信的末尾,画了一颗歪歪扭扭的,带着笑脸的星星,旁边是一个简笔画的小女孩,牵着两个大人。小女孩的头上,还画了一个小小的光环。
李薇一个字一个字地看完,又看了一遍。她的身体开始剧烈地颤抖,信纸在她手中哗啦作响。她张着嘴,想呼吸,却感觉肺里没有空气。她想哭,却发不出声音。巨大的,灭顶的悲痛和悔恨,像海啸一样将她瞬间淹没、击碎。
“啊......啊......”她终于发出声音,却不是哭喊,而是像濒死之人般嘶哑的,破碎的气音。她腿一软,瘫倒在地,手里的信纸飘落。她看着沙发上女儿安详的脸,又看看地上那封信,再看看跪在一旁、对这一切毫无所觉、只沉浸在痛哭中的丈夫......
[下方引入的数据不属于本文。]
PR #2012, opened 2026-09-01
feat(runtime): add environment creation and uninstall controls

ewen-poch:
## Problem

Agents can currently create named Notebook environments and lazily provision a missing app-managed default without a user policy switch. Settings also has no supported uninstall action for Agent-created named environments, while app-managed defaults and user-owned interpreters must remain outside that deletion authority.

## Proposed change

- Add a global **Allow Agent to create environments** setting.
- Enforce the setting for `manage_environments(action: "create")`, Agent-triggered lazy default provisioning, and Agent package operations that would create a missing default.
- Keep explicit user setup from Settings available while Agent creation is disabled.
- Persist immutable ownership evidence for newly Agent-created named environments and add a confirmation-based uninstall action only when fresh discovery validates that evidence.
- Keep `default-python`, `default-r`, other app-managed defaults, and `user-own` interpreters non-uninstallable from Settings.
- Reuse the existing named-environment removal owner for recovery admission, name validation, live-kernel and Runtime-binding checks, serialized mutation, exact internal-prefix deletion, and repair cleanup.

## Authority and lifecycle

The renderer submits only `(language, envId)`. The main-process workflow performs fresh discovery, requires an exact matching entry with `provenance === "agent-created"`, `agentOwned === true`, and a discovered `condaEnv`, and only then passes that environment name to the existing `NotebookEnvironmentManagementOwner`. Renderer paths never become deletion authority.

`agentOwned` is derived only when a protected per-environment receipt and an environment-prefix generation marker contain the same random ownership id, name, language, and exact canonical prefix. The existing owner independently consumes that receipt before physical deletion, restores it if physical deletion fails, and also refuses reserved app-managed names, environments with live kernels, and environments selected by active or revoking Runtime bindings. `DefaultRuntimeProvisioner.removeEnvironment` resolves the validated name under the app Runtime `envs` directory and never scans or deletes user-owned interpreter locations.

Authenticated Agent RPC execution sources are canonicalized to `agent`, so caller-controlled metadata cannot claim user authority to bypass the creation policy.

- **Historical compatibility:** the optional `agentEnvironmentCreationEnabled` setting defaults to `true` when absent, preserving existing creation behavior without a migration. Historical named environments have no ownership receipt: they remain discoverable, runnable, and path-classified as `agent-created`, but are intentionally **not uninstallable**. Manually placed environments under the internal `runtime/envs` directory are likewise not uninstallable. Interpreters outside app-managed storage remain `user-own` and cannot be uninstalled.
- **New enum/state values:** no enum values are added. Discovery adds the optional derived `agentOwned` boolean; absence/false means deletion is not authorized. The previous PR design's persisted `RuntimeOperationKind = "remove"` and managed-default removal state remain absent.
- **Persistence:** the optional boolean `agentEnvironmentCreationEnabled` is added to the existing settings JSON. Each newly Agent-created named environment also receives a protected receipt at `runtime/.agent-environment-ownership/<name>.json` plus `.open-science-agent-environment.json` inside its prefix. These files contain schema/kind, name, language, exact canonical prefix, and a shared random ownership id. No database rows, data relationships, operation-journal enum, or migration are added.

## User interaction

- Settings → Runtimes shows the creation-policy toggle globally.
- App-managed default cards continue to support setup/reset and never show **Uninstall**.
- Receipt-owned Agent-created named-environment cards show **Uninstall** with an irreversible-removal confirmation.
- Historical/path-inferred named-environment cards remain usable but do not show **Uninstall**.
- User-owned interpreter cards never show **Uninstall**.

## Validation

- Focused Notebook Runtime modules: **7 files, 134 tests passed**.
- Ownership receipt, discovery, removal owner, Settings workflow, and renderer modules: **5 files, 100 tests passed**.
- Receipt-related Runtime service cases: **5 tests passed** (224 unrelated cases skipped by filter).
- Adjacent Runtime IPC and shared contract modules: **5 files, 37 tests passed**.
- Focused Settings, renderer, i18n, preload, HTTP, and Web contract modules: **10 files, 1019 tests passed**.
- Focused contract rerun: **6 files, 172 tests passed**.
- Changed-file ESLint: **passed**.
- Generated Web API parity (`npm run check:web-api-map`): **passed**.
- `git diff --check`: **passed**.
- Node/Web typechecks are locally environment-blocked because the shared `node_modules` is missing the already-declared `@types/js-yaml` and `@types/micromatch`; all reported files are outside this change. PR CI remains authoritative.
- Per request, the complete `npm test` suite was not run locally.

## Review focus

- Only fresh receipt-backed `agentOwned` discovery evidence can reach named-environment removal, and the removal owner revalidates/consumes the receipt independently.
- App-managed defaults and user-owned interpreters have no Settings uninstall affordance and fail the main-process provenance guard.
- The creation switch covers explicit Agent environment creation plus implicit missing-default creation from execution and package operations, including an explicitly bound managed default.
- Explicit Settings setup remains available when Agent creation is disabled.


ewen-poch:
Addressed the lifecycle provisioning race identified in the latest review. Settings provision/repair and startup maintenance now acquire the same per-default-environment provision admission used by lazy provisioning before they enter the shared provisioner queue. Managed uninstall drains requests admitted before the barrier closes and rejects requests admitted afterward, preventing lifecycle work from recreating a Runtime after deletion. This does not change the Agent-creation policy: explicit user setup remains allowed when Agent creation is disabled. Focused Runtime validation: 340 passed, 7 skipped across six modules.

ewen-poch:
Addressed the stale package-request race. Package operations now capture a per-environment removal-generation token before target resolution and validate it atomically when they acquire a removal reservation after mirror/metadata resolution. If managed uninstall started or completed in that interval, the stale request is rejected even though the live removal flag has already cleared. Requests that acquire the reservation first are drained before deletion. Provisioning and package requests share the existing process-local removal-admission drain; the generation/token is also process-local, with no persisted schema or enum changes. Focused validation: 276 passed, 5 skipped across the four affected Runtime modules; final direct regression rerun: 30 passed.

ewen-poch:
Updated the Runtime ownership boundary: app-managed defaults (including default-python/default-r) and user-owned interpreters no longer expose or support Settings uninstall. Settings uninstall now accepts only a freshly discovered agent-created environment, derives its internal conda name in the main process, and reuses the existing named-environment removal owner. The Agent creation switch remains enforced for named creation and missing-default creation from Agent execution/package paths; explicit Settings setup is still allowed. This also removes the previous managed-default removal journal, remove operation kind, reinstall state, and related recovery/concurrency machinery. No uninstall persistence or new enum value remains.

ewen-poch:
Confirmed the ownership-evidence concern. The current EnvProvenance contract is path-derived, so hardening uninstall to require an immutable creation receipt would add persistent ownership data and change historical named-environment behavior. Per the product constraints for this change, I am pausing before introducing that data-model/persistence boundary. No code change has been made for this finding yet.

ewen-poch:
Addressed the ownership finding in 410fa71db. Newly Agent-created named environments now receive immutable per-environment ownership evidence: a protected receipt records the language and exact canonical prefix, and a prefix-generation marker shares a random ownership id. Fresh discovery exposes deletion authority only when both records match, and the removal owner independently consumes the receipt before deletion (restoring it only when physical deletion fails). Historical or manually placed named environments have no receipt, remain usable, and are not uninstallable.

昨晚的争吵,每一句话,每一个字,此刻都变成了淬毒的刀子,在她心里反复绞割。
“拖油瓶......”
“倒八辈子霉......”
而孩子,听到了。全都听到了。然后,她用自己的压岁钱,留下了最后的“赎罪”。她拿走了让她夜不能寐的药,自己吃下了,为了不再花钱,不再成为“拖油瓶”。
“不......不......不是的......安安......你不是......妈妈从来没有......爸爸他......”李薇爬到沙发边,想去抱女儿,手却抖得无法触碰。她转向林建华,用尽全身力气抓住他的胳膊,声音嘶哑破碎得像破旧的风箱:“建华......信......你看信......她听到了......她听到了昨晚......我们......我们杀了她......是我们......”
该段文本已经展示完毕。